An injection of citrated blood into a normal joint caused the production of a cellular exudate which gradually disappeared in about twelve days. During the first two days after the injection, the majority of the nucleated cells in the exudates were leucocytes; but after this time their number diminished rapidly and most of the cells in the exudates were macrophages and an unusually large percentage of these were clasmatocytes.
The exudates caused by seven injections of blood were similar to the above, but the macrophages were larger and more numerous.
In the exudates caused by India ink, both the leucocytes and the macrophages remained in the joint throughout the twelve-day period and the majority of the macrophages were monocytes. In none of the joints did the synovial-lining cells exhibit any tendency to be shed off into the joint cavity.

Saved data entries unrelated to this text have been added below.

PR #421, opened 2015-10-31
Add a few convenience flags to duk_def_prop()

svaarala:
Add convenience flags to set/clear writable, enumerable, and configurable. These defines make call sites a bit more readable:

```
duk_def_prop(ctx, -3, DUK_DEFPROP_SET_WRITABLE);
```

instead of:

```
duk_def_prop(ctx, -3, DUK_DEFPROP_HAVE_WRITABLE | DUK_DEFPROP_WRITABLE);
```

### DIFF
--- a/RELEASES.rst
+++ b/RELEASES.rst
@@ -1155,6 +1155,9 @@ Planned
 * Allow debugger detached callback to call duk_debugger_attach(), previously
   this clobbered some internal state (GH-399)
 
+* Add defines DUK_DEFPROP_{SET,CLEAR}_{WRITABLE,ENUMERABLE,CONFIGURABLE} for
+  duk_def_prop() to improve call site readability (GH-421)
+
 * Add a combined duktape.c without #line directives into the dist package,
   as it is a useful alternative in some environments (GH-363)
 
--- a/src/duk_api_public.h.in
+++ b/src/duk_api_public.h.in
@@ -176,6 +176,12 @@ struct duk_number_list_entry {
 #define DUK_DEFPROP_HAVE_GETTER           (1 << 7)    /* set getter (given on value stack) */
 #define DUK_DEFPROP_HAVE_SETTER           (1 << 8)    /* set setter (given on value stack) */
 #define DUK_DEFPROP_FORCE                 (1 << 9)    /* force change if possible, may still fail for e.g. virtual properties */
+#define DUK_DEFPROP_SET_WRITABLE          (DUK_DEFPROP_HAVE_WRITABLE | DUK_DEFPROP_WRITABLE)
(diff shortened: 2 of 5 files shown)


fatcerberus:
This is nice.  I always wondered why duk_def_prop() wasn't set up like this to start, honestly.

fatcerberus:
Actually now that I think about it, are the CLEAR_ variants needed?  I thought the default if a field isn't provided is false?

svaarala:
The CLEAR variants are the same as just saying e.g. `DUK_DEFPROP_HAVE_WRITABLE` but the call site intent will be clearer:

```
duk_def_prop(ctx, -3, DUK_DEFPROP_CLEAR_WRITABLE);
```

vs.

```
duk_def_prop(ctx, -3, DUK_DEFPROP_HAVE_WRITABLE);
```

svaarala:
Note that the attributes need to be three-state: "set", "clear", or "don't touch", and that's why there are separate flags for indicating that you want to change an attribute (e.g. DUK_DEFPROP_HAVE_WRITABLE) and a separate one providing the value (e.g. DUK_DEFPROP_WRITABLE).

fatcerberus:
So is this: 

‘‘‘javascript
duk_def_prop(ctx, -3, DUK_DEFPROP_CLEAR_WRITABLE);
‘‘‘

Different than:
‘‘‘javascript
duk_def_prop(ctx, -3, 0);
‘‘‘

?

svaarala:
Yes, the latter doesn't change any attributes of the target object - previous values will be kept.

svaarala:
In Javascript terms, the first example call would be equivalent to:

```js
Object.defineProperty(obj, "prop", { writable: false });
```

while the second would be:

```js
Object.defineProperty(obj, "prop", { });
```

which would be a no-op for most purposes.

svaarala:
Btw, note that both `Object.defineProperty()` and `duk_def_prop()` are used to (a) create new properties, and (b) edit existing properties. That's why a three-state flag approach is needed: for creating new properties defaulting works fine, but for editing you need to be able to signal what is changed and what is not touched.

fatcerberus:
Ah, I was unclear on the semantics, for some reason I thought not providing a flag for defineProperties was the same as setting it to false.

Thanks for clearing that up. :)

svaarala:
That is effectively the case when you're creating a new property because the default attributes are `false`. But it's not the case for editing existing properties.

fatcerberus:
Not directly relevant to this pull but related: Will the old flags be deprecated in Duktape 2.0?

svaarala:
The new flags are just shorthands for the existing ones, so I don't think they need to be deprecated.

PR #426, opened 2015-11-02
Fix gcc warnings for -Wcast-qual

svaarala:
Current goal for warning free compilation with GCC is `-Wall -Wextra`. Add `-Wcast-qual` to this set and fix the compile warnings issued.

Tasks:

- [x] Fix `const` related issues, mostly theoretical / cosmetic issues
- [x] Fix `volatile` related issues, potential porting issue when volatile-to-nonvolatile casts are used
- [x] Update code issues documentation for the best approaches
- [x] Releases entry
- [x] Test on Windows / MSVC
- [x] Test run using assertions


svaarala:
There's a Windows `snprintf()` regression in master, I'll fix that in a separate pull.

fatcerberus:
Regarding `duk_push_pointer()` in particular, is there a reason it doesn't just accept a `const void*` directly?  The pointer is meant to be completely opaque to Duktape so that seems like it would be cleaner than changing the call sites to cast away `const`-ness.

svaarala:
I could change that in the API, but then the caller would need to deal with `duk_get_pointer()` returning a `const void *` and potentially casting away the `const` there.

A similar issue exists for a volatile pointer: `duk_push_pointer()` doesn't accept a volatile pointer and casting from volatile to non-volatile has potential portability issues. It should be safe if you then cast back into a volatile on the pointer-reading end before dereferencing the pointer at all, but that cast will still be there (causing warnings). Changing `duk_push_pointer()` to accept a `const volatile *` pointer, and `duk_get_pointer()` to return one would be odd IMO.

The two functions could be asymmetric though, e.g. `duk_push_pointer()` accepting a `const volatile *` (which has the least issues casting to) and `duk_get_pointer()` returning a `void *` (which has the least issues casting from). But I'd find this asymmetry confusing.

fatcerberus:
That's true, I guess there's no perfect solution.

svaarala:
It's also more or less a standard idiom to use `void *userdata` (instead of having a const there) so I figured that'd be the most expected typing.

I actually ended up changing an internal helper's userdata pointer into a `const void *` to avoid some const-to-non-const casts. Some user code will need to deal with similar issues too. Luckily, as far as I know, const-to-non-const casting is pretty harmless as long as you don't actually use the pointer incorrectly. Volatile-to-non-volatile casting can actually make a difference in the generated code (assuming the pointer is dereferenced that is).

PR #261, opened 2021-12-15
battery: Group battery info in a struct

crawfxrd:


jackpot51 (dismissed):

jackpot51 (approved):

jacobgkau (approved):
This flashes on an oryp8, battery reporting & threshold configuration still work.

The primitive cells resembled lymphocytes and all transitions between these cells and monocytes were seen in exudates. As collections of small round cells were seen in the subsynovial tissues it is believed that the monocytes in the exudates were largely derived from these primitive cells which multiplied in the adjacent tissues. Since showers of primitive cells were present in some of the exudates which were due to injections of blood, it is regarded as probable that the clasmatocytes were also derived from these cells.
The red blood cells were phagocytized only by clasmatocytes and apparently most of them left the joint cavity by filtering through the loose areas of the synovial surface. A few were carried out by clasmatocytes and some were entangled in fibrin clots which became adherent to the synovial surface and were organized and covered by synovial-lining cells and thus excluded from the joint cavity.

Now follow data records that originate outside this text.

PR #263, opened 2021-12-21
Add FnLock key

crawfxrd:
Implement a FnLock toggle and a custom key for it.

- When disabled, `F1`-`F12` behave normally
- When enabled, `F1`-`F12` behave as the alternate function

Set it to `Fn+Esc` by default.

NOTE: Holding `Fn+Esc` at power on (S5 to S0) is used for resetting the EC configs. After S0, `Fn+Esc` will only act as FnLock.

NOTE: System76 laptops do not have an indicator for FnLock state.

Resolves: system76/firmware-open#78

### DIFF
--- a/src/board/system76/common/kbscan.c
+++ b/src/board/system76/common/kbscan.c
@@ -5,6 +5,7 @@
 #include <board/acpi.h>
 #include <board/fan.h>
 #include <board/gpio.h>
+#include <board/keymap.h>
 #include <board/kbc.h>
 #include <board/kbled.h>
 #include <board/kbscan.h>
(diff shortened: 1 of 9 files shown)


Stojek139808:
Hello, is there a reason why this is left as draft and not merged? I've tested this change on `clevo/ns70mu` and works correctly.

jackpot51 (dismissed):

leviport (approved):
This works great on darp8. 

I've opened https://github.com/pop-os/keyboard-configurator/issues/159 so we can track getting it added to the configurator.

leviport (approved):
Re-tested on darp8 and it's still working well. 

Sorry if my trying to update the branch messed something up :sweat_smile:

crawfxrd:
Default key has been changed from `Fn+Caps` to `Fn+Esc` to match what I see as the most common key used by other keyboards.

leviport (approved):
Working nicely on the lemp12. I confused myself after resetting the keyboard layout during testing, which made it stop working, but that's because the configurator doesn't yet support FnLock.

jackpot51:
I have concerns with the lack of an indicator. This is a great thing for users who want it, but for users who are unaware of this feature, accidentally toggling function lock could be very hard for them to undo.

crawfxrd:
I've dropped the commit adding it to the default layouts.

Users will have to explicitly add the key to their layout if desired.

leviport (approved):
Sounds good to me

jackpot51 (approved):

PR #265, opened 2022-01-04
arch/8051: Use Timer 2 for global tick

crawfxrd:
The ECs support Timer 2 from the 8052, which has a 16-bit auto-reload
mode. Use it to offload resetting the timer to hardware instead of doing
it in the interrupt.

### DIFF
--- a/src/arch/8051/time.c
+++ b/src/arch/8051/time.c
@@ -1,41 +1,41 @@
 // SPDX-License-Identifier: GPL-3.0-only
 
-// Uses timer 0 to keep track of global time
-
-#include <8051.h>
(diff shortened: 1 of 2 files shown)


jackpot51:
Approved, but curious to know how you tested it

crawfxrd:
For now, just by running it.

The only difference should be removing a small amount of skew between intervals (a few dozen usec at most) as Timer 0 was stopped when reloading the values and updating `timer_overflows`.

jackpot51 (changes requested):
We will soon have an EC that only has the 8051 regs. I recommend either leaving the timing code as-is, or moving it to the ec/ite directory

PR #267, opened 2022-01-14
deps.sh: Update rustup or inform user of env vars

crawfxrd:
Ensure `rustup` is up-to-date to avoid users having a version that is too old to support the TOML format.

If rustup was just installed, tell the user to source the new env vars to use the correct version of the toolchain.

### DIFF
--- a/scripts/deps.sh
+++ b/scripts/deps.sh
@@ -23,7 +23,7 @@ if [[ "${ID}" =~ "debian" ]] || [[ "${ID_LIKE}" =~ "debian" ]]; then
         gcc \
         gcc-avr \
         libc-dev \
-		libhidapi-dev \
+        libhidapi-dev \
         libudev-dev \
         make \
         pkgconf \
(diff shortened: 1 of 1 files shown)


13r0ck:
This closes with the message `rustup was just installed. Ensure cargo is on the PATH with:` even if rust was never installed. I can still approve if you want, but it might be nice to also have the case that checks for rust not being installed?

crawfxrd:
If rustup is already available, it should print:

```bash
nightly-2021-06-15-x86_64-unknown-linux-gnu (overridden by '/data/Projects/System76/firmware-open/ec/rust-toolchain.toml')
rustc 1.55.0-nightly (539d7bd39 2021-06-14)

Successfully installed dependencies
```

If rustup is not available before running the script, it should print:

```bash
nightly-2021-06-15-x86_64-unknown-linux-gnu (overridden by '/data/Projects/System76/firmware-open/ec/rust-toolchain.toml')
rustc 1.55.0-nightly (539d7bd39 2021-06-14)

rustup was just installed. Ensure cargo is on the PATH with:
    source ~/.cargo/env

Successfully installed dependencies
```

13r0ck (approved):
Ah my bad. Yes, this is good :+1:

jackpot51 (approved):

The India ink was phagocytized by leucocytes and macrophages and most of it was carried out of the joint cavity by the macrophages. A small amount of the finely divided carbon filtered through the loose areas of the synovial surface and a small amount was taken up by the synovial lining cells. Some of the ink was entangled in fibrin clots and these were exeluded from the joint by organization just as were the blood clots.
A single injection of blood caused a mild proliferation of the synovial lining cells and infiltration of the subsynovial tissues with leucocytes and macrophages, but the tissues returned to normal in about six days.

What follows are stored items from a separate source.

PR #277, opened 2022-06-08
Add Darter Pro 8

crawfxrd:
system76/firmware-open#322

### DIFF
--- a/src/board/system76/darp8/board.mk
+++ b/src/board/system76/darp8/board.mk
@@ -1,0 +1,31 @@
+# SPDX-License-Identifier: GPL-3.0-only
+
+EC=it5570e
+
+# Enable eSPI
+CFLAGS+=-DEC_ESPI=1
+
+# Include keyboard
+KEYBOARD=15in_102
+
+# Set keyboard LED mechanism
+KBLED=rgb_pwm
+
+# Set battery I2C bus
+CFLAGS+=-DI2C_SMBUS=I2C_4
+
+# Set touchpad PS2 bus
+CFLAGS+=-DPS2_TOUCHPAD=PS2_3
+
+# Set smart charger parameters
+# Adapter input current = 4.74A
+# PRS1 = 0.010 ohm. Divide adapter input current by 2.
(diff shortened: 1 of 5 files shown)


src/board/system76/darp8/board.mk
```diff
@@ -0,0 +1,29 @@
...
+# Set touchpad PS2 bus
+CFLAGS+=-DPS2_TOUCHPAD=PS2_3
+
+# Set smart charger parameters
+#TODO: Find out why input current must by divided by two
+CHARGER=oz26786
+CFLAGS+=\
+	-DCHARGER_CHARGE_CURRENT=1536 \
+	-DCHARGER_CHARGE_VOLTAGE=8800 \
+	-DCHARGER_INPUT_CURRENT=2370
```
crawfxrd, line 26: Should we still be dividing by 2 for ADL?

jackpot51: Do you have a killawatt to test with?

jackpot51: Charging wattage (system off, battery drained) should be about 30W

jackpot51: Charging wattage should drop if the system is on and stress testing caused it to reach the max current to pull from the adapter.

jackpot51: System off, measure with killawatt. System on, measure total power with killawatt and charging power with sensors

crawfxrd: The killawatt is measuring ~16W with either value.

crawfxrd: Are we programming the oz26786 correctly?

The datasheet shows `AdapterCurrent()` uses each bit as a power-of-2 value to add to the current and not an immediate mA value.

crawfxrd: Okay, bit 0 is a 2mA weight. That's why it has to be divided by 2.

jackpot51 (approved):

jackpot51 (approved):

PR #285, opened 2022-06-17
Fix OZ26786 AdapterCurrent() values

crawfxrd:
The value passed to `AdapterCurrent()` must be adjusted based on the sense resistor used.

- 0.020 ohm sense resistor: Use actual input current
- 0.010 ohm sense resistor: Divide input current by 2
- 0.005 ohm sense resistor: Divide input current by 4

See section "Setting Adapter Current" in the datasheet.

Ref: OZ26786-DS v1.0

---

~I don't know if this is correct for gaze16, since it uses both a 5mΩ (PSR1) and 10mΩ (PRS2) sense resistor in the schematics, and we can never be sure that the schematics are correct.~

PRS1 is for `AdapterCurrent()` and PRS2 is for `ChargeCurrent()`, so this should be correct.

However, if the intention was to allow charging at 3A and not 1.5A, the value for `ChargeCurrent()` will need to be changed as well.

### DIFF
--- a/doc/adding-a-new-board.md
+++ b/doc/adding-a-new-board.md
@@ -2,33 +2,40 @@
 
 ## Charger parameters
 
-- `CHARGER_CHARGE_CURRENT`: Currently the same for all boards (1536).
+- `CHARGER_CHARGE_CURRENT`: Currently the same for all boards (3A).
 - `CHARGER_CHARGE_VOLTAGE`: On the battery, look for 充电限制电压 (charge limit
   voltage). Convert this from volts to millivolts.
 - `CHARGER_INPUT_CURRENT`: On the charger, look for DC output. Convert the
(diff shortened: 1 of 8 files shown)


crawfxrd:
The lemp9, lemp10, and darp7 have to divide for the same reason. They use a 5mΩ sense resistor instead of a 10mΩ like the other models.

crawfxrd:
Probably would be better to use the exact adapter input current and declare some RSENSE value so the charger code could handle the shift.

jackpot51 (approved):

crawfxrd:
For boards not using a 10mΩ adapter sense register, `ChargeOption` will need to be changed as well.

jackpot51 (approved):

crawfxrd:
Replaced by #288.

PR #289, opened 2022-07-07
gaze17-3050: Update GPIOs and configs

crawfxrd:
- system76/firmware-open#333

---

- Add to CI
- Correct smart charger values
- Enable WLAN power
- Enable USB power
- Disable mute
- Adjust fan points based on ODM-provided thermal data


XV-02 (approved):
Fan curves, USB power, etc. look to be working as desired. Approving.

13r0ck (approved):

PR #292, opened 2022-07-19
add lemp11 fan curve

n3m0-22:
This is a proposal to add a fan curve for the new Lemur Pro `lemp11`. I have been testing it for about a week and have seen significant improvements, approximately 20 degrees cooler, in temperatures both idling and under load. If this is too aggressive the values can always be changed, but I think it would be of value to add a curve that improves temperatures without adding much if any extra fan noise. So far I have not noticed a difference in terms of sound.


src/board/system76/lemp11/board.mk
```diff
@@ -28,5 +28,19 @@ CFLAGS+=\
...
+CFLAGS+=-DBOARD_COOLDOWN=20
+CFLAGS+=-DBOARD_FAN_POINTS="\
+	FAN_POINT(45, 25), \
+	FAN_POINT(50, 30), \
+	FAN_POINT(55, 30), \
+	FAN_POINT(60, 40), \
+	FAN_POINT(65, 50), \
+	FAN_POINT(70, 60), \
+	FAN_POINT(75, 70), \
+	FAN_POINT(80, 80) \
```
crawfxrd, line 42: These all increase duty by 10% for every 5°, so I think you only need the last one with  interpolation enabled.

crawfxrd:
> approximately 20 degrees cooler

Not surprising: the first point for the default curve is at 70°C, which is way too high. 

Some values from the provided thermal data for the proprietary firmware:

| Temp (°C) | Duty (%) | Noise (dB) |
| -- | -- | -- |
| 50 | 41 | 25 |
| 60 | 53 | 30 |
| 64 | 69 | 35 |
| 80 | 87 | 40 |

src/board/system76/lemp11/board.mk
n3m0-22: I've been testing this, and I get very similar temperature results with the following.

```
# Custom fan curve
CFLAGS+=-DBOARD_HEATUP=5
CFLAGS+=-DBOARD_COOLDOWN=20
CFLAGS+=-DBOARD_FAN_POINTS="\
	FAN_POINT(45, 25), \
	FAN_POINT(80, 80) \
"
```
I've been reading old PRs regarding interpolation, https://github.com/system76/ec/pull/190 for example, but I think I'm missing something. How do I enable interpolation?

When I try with just the last one I don't see nearly the same improvements in terms of temperature.

```
CFLAGS+=-DBOARD_HEATUP=5
CFLAGS+=-DBOARD_COOLDOWN=20
CFLAGS+=-DBOARD_FAN_POINTS="\
	FAN_POINT(80, 80) \
"
```

crawfxrd: Interpolation is enabled by default (`SMOOTH_FANS` is set to 1).

So

```
FAN_POINT(45, 25), \
FAN_POINT(50, 30), \
FAN_POINT(55, 30), \
FAN_POINT(60, 40), \
FAN_POINT(65, 50), \
FAN_POINT(70, 60), \
FAN_POINT(75, 70), \
FAN_POINT(80, 80), \
```

should be the same as

```
FAN_POINT(45, 25), \
FAN_POINT(50, 30), \
FAN_POINT(55, 30), \
FAN_POINT(80, 80), \
```

n3m0-22: Ok I guess I did understand it better than I thought. So if I only have the line `FAN_POINT(80, 80), \` the first point starts at the 70°C default, but if I add the `FAN_POINT(45, 25), \` it creates a new minimum which is why I'm getting the same results? If so would using just those two points be acceptable, or did I misunderstand and that's what you meant from the beginning?

crawfxrd: Setting these values overrides the defaults. So with _only_ `FAN_POINT(80, 80)`, the fan comes on at 80°C at 80% and stays at 80% until temps go below 80°C again. (There's the ramp-up/cool-down timings as well, but I'm ignoring those for now.)

n3m0-22: My reasoning for having the fan turn on at a lower temperature is due to the fact that it was idling around the mid 60's. I would not normally worry about a temperature this low, but to me it was getting hot to the touch on the upper left corner near the escape key and radiating out. This is on a small open stand that sets it at and angle of about 20-25 degrees. It runs hotter laying flat on a surface. This creates a noticeable difference in the temperature between the left and right side of the keyboard after a couple hours of use. Setting it to a lower minimum eliminates this, and keeps the idle temperature around the mid 40's. Is the concern with this that it will cause a shorter life span for the fans?

n3m0-22: Per your recommendation, I've been testing all day with only the single `FAN_POINT(80, 80)`. I have seen no change in the default behavior. The system still seems to run hot. It's only when adding the other value `FAN_POINT(45, 25)` that I see a temperature drop.

crawfxrd: That is not my recommendation.

I am saying that what you have is equivalent to:

```
FAN_POINT(45, 25), \
FAN_POINT(50, 30), \
FAN_POINT(55, 30), \
FAN_POINT(80, 80), \
```

n3m0-22: I'm sorry, that's my fault. I misunderstood. If I'm reading this correctly it should just be those values? If so I'll make that change right away. Did you want a change in the in the `HEATUP` and `COOLDOWN` values as well, or to remove them?

crawfxrd: Yes, you can just use those points.

Those values should be fine for `HEATUP`/`COOLDOWN`.

n3m0-22: Thank you for you help and patience on this. I appreciate it. Please let me know if any other changes are necessary.

curiousercreative:
I can't remember where it's documented, but as I understand it, we want laptops to not spin fans persistently (which will be the result of these fan curves, no?) when not subject to load. Ideally we [default fan curves](https://github.com/system76/ec/blob/master/src/board/system76/galp5/board.mk#L39-L43) to coincide with [system76-power power profile thermal targets](https://github.com/pop-os/system76-power/blob/master/src/daemon/profiles.rs#L309-L324) so that the battery saving profile is confidently silent. With my galp5, battery saving profile will throttle at 68C, just below where fans start spinning while balanced will throttle at 88C, right before a strong fan curve ramp.

n3m0-22:
If that is the case I can modify this because yes this does cause the fan to stay around 2400-2600 RPM. My issue would be that without the custom curve it seems to idle around the low to mid 60's, and with the first point for the default curve being at 70°C the custom curve will need to be somewhere below that to have any impact. That would mean the fan will be turning on and off all the time with any level of work. To me that would be annoying, but that's just my opinion.

curiousercreative:
@n3m0-22 is the problem with idling in the 60s that it burns skin or what?

WatchMkr:
The goal is to maximize performance while minimizing fan noise. Usually, for U class processors at least, fans shouldn't be necessary at idle. They're only necessary at idle if the thermal solution can't passively handle the thermal energy thus causing the temps to continuously rise. This shouldn't be the case on the Lemur.

n3m0-22:
I wouldn't say burns, but it was uncomfortable to use especially on the upper left side of the keyboard if your hand is resting there. I tried a stand a first to allow for more airflow but it did not make much difference. That's why I made this change to mine in the first place. Maybe this is unnecessary and just an issue for me. We can always hold off and see if users have the same complaint and if so have this ready to go.

n3m0-22:
It does stay in the mid 60s passively and does not keep rising. I just found it to be uncomfortable with all day use, but that may not be the case for most users in which case this can be disregarded.

curiousercreative:
@n3m0-22 wish I had a lemp11 to provide feedback with, but hopefully others will chime in. Regardless, I'd encourage you to work on a lemp11 system76-power profile to match your proposed fan curve. If it doesn't comfortably run fanless, so be it. Silence is the goal for the battery power profile, see how close you can get.

crawfxrd:
> The goal is to maximize performance while minimizing fan noise.

How minimal? We're provided thermal data for proprietary firmware, so we have some numbers already for fan duty vs noise. The fan tables usually start near a point that only produces 25 dB of noise (measured 25 cm from the unit IIRC).

> Usually, for U class processors at least, fans shouldn't be necessary at idle.

Even H class units can idle at 50°C (in hybrid graphics mode) if you let the fans cool to that.

But this is a very different requirement than:

> Silence is the goal for the battery power profile

hyperair:
Hello, just a lemp11 user chiming in here -- my lemp11 (i7-1255U) runs at 68C on the battery profile with light usage (just chatting on Slack), and while that's fine on a desk, it does burn the thighs, especially near the upper-centre part of the underside of the laptop (on the other side of the U key).

Here are some graphs of how the thermals are like on the `balanced` profile:

image

curiousercreative:
@hyperair I'm not a repo owner/admin, so I can't say for sure, but I'd guess this won't be prioritized. Modifying the fan curve in firmware and flashing isn't too difficult. You can also show some support for [this PR](https://github.com/system76/firmware-open/pull/365) that would make fan speed control possible in userspace without flashing firmware.

hyperair:
@curiousercreative Thanks for the PR link, that looks great!

> Modifying the fan curve in firmware and flashing isn't too difficult

Yeah I found [this guide](https://devimalplanet.com/guide-how-to-adjust-the-fan-curve-on-system76-laptops) and it looks fairly straightforward, I'm just a little worried that I might brick the laptop in the process.

curiousercreative:
@hyperair no guarantees of course, but I've flashed my firmware similar to that guide at least a hundred times. All of my typos lead to a build failure prior to flashing. I've never had any flashing errors.

hyperair:
@curiousercreative That's comforting to hear, thanks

After repeated injections of blood the synovial membrane was markedly thickened. The synovial lining cells were increased in size and number, but the thickening was largely due to the proliferation of the connective-tissue cells in the loose subsynovial tissues and to the infiltration of these areas with macrophages and leucocytes. The proliferation of the surface cells and subsynovial tissues varied inversely with the density of the tissue forming the synovial surface, and in the loose areas of the joint resulted in the formation of large villi.
On the third day after the last injection the leucocytes had largely disappeared from the joint tissues, but the macrophages remained throughout the duration of the experiment. In the eleven-day and twelve-day joints there was a gradual reversion of the tissues to a condition approaching the normal, but the hyperplasia persisted for a much longer time than the experiment lasted.
The injection of India ink into joints caused a proliferation of the surface cells and subsynovial tissues which continued to progress throughout the twelve-day period. The changes were limited to the loose areas of the joint surface, and the tissues were infiltrated with leucocytes and macrophages throughout the twelve-day period. The macrophages were engorged with carbon and tended to collect in nodules or layers next to the fibrous capsule, where they degenerated and left the carbon free in the tissues.